EXERCISE
Copy nothing before the line containing "effectively blank |". Reproduce that line and all that follow, exactly, through the end of the records.

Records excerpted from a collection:
****************

Issue #1502, opened 2026-08-15
Auto-captured map thumbnails can be blank, and one blank upload is permanent


ishiland:
Found while investigating grey placeholders on the demo's private maps. The thumbnails were not missing — two of them were **blank images**, uploaded once and kept forever.

## Evidence (demo, 2026-08-15)

| map | bytes | luminance stddev |
|---|---|---|
| Manhattan (private) | 1,359 | **0.00** — one solid colour |
| Recent Earthquakes - Heatmap source Map (private) | 1,468 | **1.88** — effectively blank |
| all seven public showcase maps | 15k–27k | 35–100 |

A 400x250 JPEG at ~1.4 KB is a flat fill; the two blank ones are the only maps whose owner is a seeding script rather than a person who would have noticed.

## Mechanism: two timeouts that capture anyway, then a gate that makes it permanent

The auto-capture path (`use-builder-save.ts`) is fail-open at every stage:

1. `waitForVisibleLayerSources` polls for the visible layers' **sources to exist** — not for tiles to paint — and its 5s deadline proceeds to capture anyway: `if (sourcesReady || Date.now() >= deadline)`.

****************

ANSWER FOR THIS EXERCISE
| Recent Earthquakes - Heatmap source Map (private) | 1,468 | **1.88** — effectively blank |
| all seven public showcase maps | 15k–27k | 35–100 |

A 400x250 JPEG at ~1.4 KB is a flat fill; the two blank ones are the only maps whose owner is a seeding script rather than a person who would have noticed.

## Mechanism: two timeouts that capture anyway, then a gate that makes it permanent

The auto-capture path (`use-builder-save.ts`) is fail-open at every stage:

1. `waitForVisibleLayerSources` polls for the visible layers' **sources to exist** — not for tiles to paint — and its 5s deadline proceeds to capture anyway: `if (sourcesReady || Date.now() >= deadline)`.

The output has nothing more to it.